Toward Culturally Supportive Trade Policies

The cultural sector has always had to grapple with change -- both technological change and change in the market for cultural goods and services. We have made the transition from radio to television to cable to DTH services, and we have been able to adapt our policies and regulatory systems to anticipate and respond to change. We have also made the change from relatively closed markets to the GATT, the GATS and the free trade agreements. The fast changing, free trading world of the 21st century is again putting new pressures on Canada's cultural industries and its cultural trade policies.

Canada has always been at the forefront of international efforts to liberalize global markets. At the same time, Canada has been a champion of cultural sovereignty and cultural diversity. Once again, our country has an opportunity to lead the debate. With careful preparation and consultation, we can encourage international trade policies that are culturally supportive. In this way, we can ensure that Canada is able to fulfil its international trade obligations and, at the same time, nurture its culture and identity.

Canada has long been a leader in cultural policies. The time has come for Canada to propose a new international cultural instrument, and to call on other countries to promote the cause of cultural diversity. Such a move will enrich us all.

Principles of the Multilateral Trading System

The multilateral trading system is based on the following concepts and principles:

Most Favoured Nation (MFN) status. Countries that are partners to trade agreements agree to grant all their trading partners "most favoured nation" (MFN) status and treat all of them equally.

National Treatment. When a trading partner's goods or services enter a country's market, the receiving country agrees to give them "national treatment" or treat them the same as its own national goods and services.

Transparency/Predictability. Countries agree to make all their trade practices "transparent" or "visible" to their trading partners, and avoid unfair or less visible practices, such as subsidizing industries or dumping products. Countries also agree to negotiate binding agreements that create a predictable trade environment, so foreign companies and investors don't have to worry about countries suddenly throwing up arbitrary barriers to trade.
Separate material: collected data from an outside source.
PR #384, opened 2026-02-08
Enhancement: Adding last sign-in date to the player profile for quick reference.

baltinerdist:
Currently, a user must scroll down to the attendance section to identify the last time a given player signed in. This adds last sign-in date as a common function and displays it in the Player Details box.

This also adds last sign-in date as a sorting mechanism for the Player Heraldry report.


esdraelon (changes requested):
Let's collapse this logic back without the branch and simply output the lastsignin if it exists or null otherwise.

Issue #305, opened 2021-09-06
[Feature Request] Sorting/Filtering Other Awards Tables


jkat718:
Similar to the changes Fog made to the Award Recommendation report, but for the tables of awards that have actually been given (on player profiles and/or on award-related reports). Useful for sorting by date rather than alphabetically, filtering on "Awarded By" or "Entered By" columns, etc.

PR #385, opened 2026-02-08
Feature/sortable-tables

baltinerdist:
Enables table sorting in the player Awards, Attendance, and Titles tables per the request in amtgard/ORK3#305


kenwalker:
Looks good thanks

These principles for international trade agreements are the basis for the GATT, GATS and the FTAs.


Footnotes:

  1. D. Puttnam, The Undeclared War: The Struggle for Control of the World's Film Industry (HarperCollins, 1997).
  2. In July 1998, the government announced a new initiative in support of our long-standing cultural policy objectives for Canadian publishers. It reserves the sale of advertising services directed solely at the Canadian market for Canadian publishers.